Preferred components D) reactive to isocyanate, bearing at least one ionic or potentially ionic group, are mono- and dihydroxycarboxylic acids, mono- and diaminocarboxylic acids, mono- and dihydroxysulfonic acids, mono- and diaminosulfonic acids as well as mono- and dihydroxyphosphonic acids or mono- and diaminophosphonic acids and alkali metal and ammonium salts thereof. Examples are dimethylolpropionic acid, dimethylolbutyric acid, hydroxypivalic acid, N-(2-aminoethyl)-β-alanine, 2-(2-aminoethylamino)ethanesulfonic acid, ethylenediaminepropyl- or -butylsulfonic acid, propylene-1,2- or -1,3-diamine-β-ethylsulfonic acid, malic acid, citric acid, glycolic acid, lactic acid, glycine, alanine, taurine, lysine, 3,5-diaminobenzoic acid, an addition product of IPDI and acrylic acid (EP-A 0 916 647, Example 1) and the alkali metal and/or ammonium salts thereof; the adduct of sodium bisulfite onto but-2-ene-1,4-diol, polyethersulfonate, the propoxylated adduct of 2-butenediol and NaHSO3, described, for example, in DE-A 2 446 440 (pages 5-9, formulae I-III). Well-suited for salt formation are hydroxides of sodium, potassium, lithium and calcium and teriary amines such as triethylamine, dimethylcyclohexylamine and ethyldiisopropylamine. Other amines can also be used for salt formation such as ammonia, diethanolamine, triethanolamine, dimethylethanolamine, methyldiethanolamine, aminomethylpropanol and also mixtures of the specified and also other amines. Expediently, these amines are added after the substantial conversion of the isocyanate groups.

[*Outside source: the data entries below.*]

PR #1545, opened 2024-12-09
CMS-544: Fix the load more button on Active advisory page takes the user back to top of the page

ayumi-oxd:
### Jira Ticket:
CMS-544

### Description:
- Fix the issue that the load more button on Active advisory page takes the user back to top of the page
- The previous way caused the page re-rendering - removed `pageIndex` from `getAdvisories` useCallback dependency

### DIFF
--- a/src/gatsby/src/pages/active-advisories.js
+++ b/src/gatsby/src/pages/active-advisories.js
@@ -224,11 +224,10 @@ const PublicActiveAdvisoriesPage = ({ data }) => {
   const getAdvisories = useCallback(
     q => {
       // q = api query
-
-      let newApiCall = apiUrl + `/public-advisories` + q
-
-      newApiCall += "&limit=" + pageLen // use -1 for unlimited
-      newApiCall += "&start=" + pageLen * (pageIndex - 1)
+      const params = new URLSearchParams(q)
+      params.append("limit", pageLen)
+      params.append("start", pageLen * (pageIndex - 1))
+      const newApiCall = `${apiUrl}/public-advisories?${params.toString()}`
 
       if (apiCall !== newApiCall) {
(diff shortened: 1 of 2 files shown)


src/gatsby/src/pages/active-advisories.js
```diff
@@ -282,12 +282,30 @@ const PublicActiveAdvisoriesPage = ({ data }) => {
...
+    setPageIndex(newIndex)
+    const pageStart = (newIndex - 1) * pageLen
+
+    const aType = getAdvisoryTypeFromUrl()
+    let q = getApiQuery(aType)
+
+    let newApiCall = apiUrl + `/public-advisories` + q
+    newApiCall += "&limit=" + pageLen
+    newApiCall += "&start=" + pageStart
+    axios.get(newApiCall).then(resultResponse => {
```
duncan-oxd, line 300: This came up in another PR recently, so I'll mention it here too: You might find the URLSearchParams API a bit easier to work with in the future https://developer.mozilla.org/en-US/docs/Web/API/URLSearchParams compared to manually building strings and managing the "&" characters 👍

duncan-oxd (approved):

src/gatsby/src/pages/active-advisories.js
ayumi-oxd: Thanks! I didn't know this but it looks very useful 😄 I'd appreciate it if you could take a second look 🙏

duncan-oxd: Looks good! There's also the URL API for the main part of the URL, but it's not _as_ useful unless you need to parse out or change a part of an existing url: https://developer.mozilla.org/en-US/docs/Web/API/URL/URL 🎓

Further suitable as component D) are units, such as N-methyldiethanolamine, that can be converted into cationic groups by addition of acids.
Particularly preferred components D) are those having carboxyl and/or carboxylate and/or sulfonate groups.
Very particular preference is given to the sodium salts of N-(2-aminoethyl)-2-aminoethanesulfonic acid and N-(2-aminoethyl)-2-aminoethanecarboxylic acid, especially N-(2-aminoethyl)-2-aminoethanesulfonic acid. Very particular preference is furthermore given to the salts of dimethylolpropionic acid.
Components E) reactive to isocyanate can be, for example, polyoxyalkylene ethers comprising at least one hydroxyl or amino group. The frequently used polyalkylene oxide polyether alcohols are accessible in a manner known per se by alkoxylation of suitable starter molecules. Alkylene oxides suitable for the alkoxylation reaction are especially ethylene oxide and propylene oxide, which can be used individually or even together in the alkoxylation reaction.
Further components E) reactive to isocyanate are, for example, monoamines, diamines and/or polyamines and mixtures thereof.
Examples of monoamines are aliphatic and/or alicyclic primary and/or secondary monoamines such as ethylamine, diethylamine, the isomeric propyl- and butylamines, higher linear aliphatic monoamines and cycloaliphatic monoamines such as cyclohexylamine. Further examples are aminoalcohols, i.e. compounds comprising amino and hydroxyl groups in one molecule, such as e.g. ethanolamine, N-methylethanolamine, diethanolamine or 2-propanolamine. Examples of diamines are 1,2-ethanediamine, 1,6-hexamethylenediamine, 1-amino-3,3,5-trimethyl-5-aminomethylcyclohexane (isophoronediamine), piperazine, 1,4-diaminocyclohexane and bis(4-aminocyclohexyl)methane. Further suitable are adipic acid dihydrazide, hydrazine and hydrazine hydrate. Further examples are aminoalcohols, i.e. compounds comprising amino and hydroxyl groups in one molecule, such as e.g. 1,3-diamino-2-propanol, N-(2-hydroxyethyl)ethylenediamine or N,N-bis(2-hydroxyethyl)ethylenediamine. Examples of polyamines are diethylenetriamine and triethylenetetramine.
In a preferred form of the invention, the polymer according to the invention for adjusting the molar mass comprises at least one monomaine and/or at least one diamine as component E) reactive to isocyanate.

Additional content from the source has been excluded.